AUGUSTA, GA. – January 11, 2017 – Mayor Hardie Davis announced today that Augusta, Georgia, is taking a much-needed step to hold accountable the companies responsible for dumping millions of dollars’ worth of prescription opiates into its community, filing a public nuisance lawsuit against the pharmaceutical drug manufacturers and wholesale drug distributors that made the opioid epidemic possible.
Augusta has filed suit against five of the largest manufacturers of prescription opioids and their related companies and against the country’s three largest wholesale drug distributors. Augusta is joining a growing list of city and county governments across the country that are taking action against the drug manufacturers and distributors for fueling the opioid crisis in their communities.
Because prescription opioids are a highly addictive substance, in 1970 Congress designed a system to control the volume of opioid pills being distributed in this country. It let only a select few wholesalers gain the right to deliver opioids. In exchange, those companies agreed to do a very important job – halt suspicious orders and control against the diversion of these dangerous drugs to illegitimate uses. But in recent years they failed to do that, and today the people of Augusta are paying the price.
Augusta is working with a consortium of law firms to hold pharmaceutical drug manufacturers and wholesale distributors accountable for failing to do what they were charged with doing under the federal Controlled Substances Act – monitor, identify and report suspicious activity in the size and frequency of opioid shipments to pharmacies and hospitals.

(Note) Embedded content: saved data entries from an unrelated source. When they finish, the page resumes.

PR #14078, opened 2022-08-09
ui: don't surface partitions in services search source dropdown anymore

LevelbossMike:
### Description
Removes the partitions-selection in the sources-dropdown in the services search. Users can search Partitions by name in the search-input. After this change, the sources-dropdown in the services-searchbar will look like in the following screenshot:

Screenshot 2022-08-09 at 16 04 09

__This PR:__
* ~~changes the `Optgroup`-component to only surface the `@label` when we actually pass one - we can use that to not surface a label of an opt-group if we don't want to~~
* removes the partitions-selector in the sources-dropdown in the services search-bar

### PR Checklist

* [ ] updated test coverage
* [x] not a security concern

### DIFF
--- a/ui/packages/consul-ui/app/components/consul/service/search-bar/index.hbs
+++ b/ui/packages/consul-ui/app/components/consul/service/search-bar/index.hbs
@@ -139,27 +139,8 @@ as |key value|}}
           </span>
         </BlockSlot>
         <BlockSlot @name="options">
-  {{#let components.Optgroup components.Option as |Optgroup Option|}}
-{{#let
-  (reject-by 'Partition' @partition @partitions)
-as |nonDefaultPartitions|}}
-{{#if (gt nonDefaultPartitions.length 0)}}
-    <Optgroup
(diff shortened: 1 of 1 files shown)


ui/packages/consul-ui/app/components/consul/service/search-bar/index.hbs
```diff
@@ -140,26 +140,8 @@ as |key value|}}
...
-    {{/each}}
-    </Optgroup>
-{{/if}}
-{{/let}}
-
 {{#if (gt @sources.length 0)}}
-    <Optgroup
-      @label={{t 'common.search.integrations'}}
-    >
+    <Optgroup>
```
johncowen, line 144: Pretty sure you can just remove the optgroup here, which will mean the amend made underneath in this PR in `ui/packages/consul-ui/app/components/popover-select/optgroup/index.hbs` isn't required. Optgroups are only really used to provide a label to the group, otherwise they are unnecessary.

evrowe (approved):
Looks good, :shipit:

PR #14079, opened 2022-08-09
Add retry in TestAgentConnectCALeafCert_good

kisunji:
### Description
There is a race between the CA being updated and the server responding to the leaf cert request. Added retries to make the test more consistent.

Similar retry loop exists in `TestAgentConnectCALeafCert_goodNotLocal`
https://github.com/hashicorp/consul/blob/61f86790115339972c4f6ad7328dd1ea3ccb73e8/agent/agent_endpoint_test.go#L6956-L6979

### DIFF
--- a/agent/agent_endpoint_test.go
+++ b/agent/agent_endpoint_test.go
@@ -6799,7 +6799,7 @@ func TestAgentConnectCALeafCert_good(t *testing.T) {
 	ca2 := connect.TestCAConfigSet(t, a, nil)
 
 	// Issue a blocking query to ensure that the cert gets updated appropriately
-	{
+	t.Run("test blocking queries update leaf cert", func(t *testing.T) {
 		resp := httptest.NewRecorder()
 		req, _ := http.NewRequest("GET", "/v1/agent/connect/ca/leaf/test?index="+index, nil)
 		a.srv.h.ServeHTTP(resp, req)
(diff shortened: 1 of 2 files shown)


agent/agent_endpoint_test.go
```diff
@@ -6834,33 +6834,26 @@ func TestAgentConnectCALeafCert_good(t *testing.T) {
...
-			requireLeafValidUnderCA(t, issued2, ca3)
+			retry.Run(t, func(r *retry.R) {
+				resp := httptest.NewRecorder()
+				a.srv.h.ServeHTTP(resp, req)
 
-			// Should not be a cache hit!
-			require.Equal(t, "MISS", resp.Header().Get("X-Cache"))
-		}
+				// Should not be a cache hit!
+				require.Equal(r, "MISS", resp.Header().Get("X-Cache"))
```
dhiaayachi, line 6845: I guess it's expected that we have few cache hits before updating, shouldn't we make this in its own retry loop to increase the change of the test passing?

dhiaayachi (approved):
Thank you for fighting flakes @kisunji !!
LGTM! I left a comment around cache hit/miss, if my understanding is right it would make this pass even more often.

agent/agent_endpoint_test.go
kisunji: I think something about the design of leaf cache or the test makes it impossible to get a cache HIT. I tried making a subtest for hitting cache and never got it to pass.

kisunji: There's a test below called `TestAgentConnectCALeafCert_nonBlockingQuery_after_blockingQuery_shouldNotBlock` which does assert for a cache hit; I didn't want to spend too much time looking at this 😆

dhiaayachi: No worries, it was just an idea. Let's see if it's still failing before trying to over optimize 😄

“We are taking this action today because the costs of this opioid crisis have overwhelmed our ability to provide for the health, welfare and safety of our residents,” Mayor Davis said. “Homes have been broken and families torn apart by this epidemic, which has claimed victims from all walks of life. But it is the pharmaceutical drug manufacturers and wholesale drug distributors who failed in their legal obligation to notify the Drug Enforcement Administration of suspicious orders, even as the number of pills flowing into our county rose and rose.”
According to the Georgia Department of Public Health, in 2016, 982 people lost their lives due to opioid drug overdoses in the state. Based on the latest data from the Centers for Disease Control and Prevention, nearly 9 opioid prescriptions were dispensed for every 10 residents of Augusta-Richmond County in 2016. Augusta has hired expert law firms, experienced in holding the powerful pharmaceutical industry accountable. Those firms include: Baron & Budd; Levin, Papantonio, Thomas, Mitchell, Rafferty & Proctor; Greene Ketchum Bailey Farrell & Tweel; Hill, Peterson, Carper, Bee & Deitzler; and McHugh Fuller Law Group.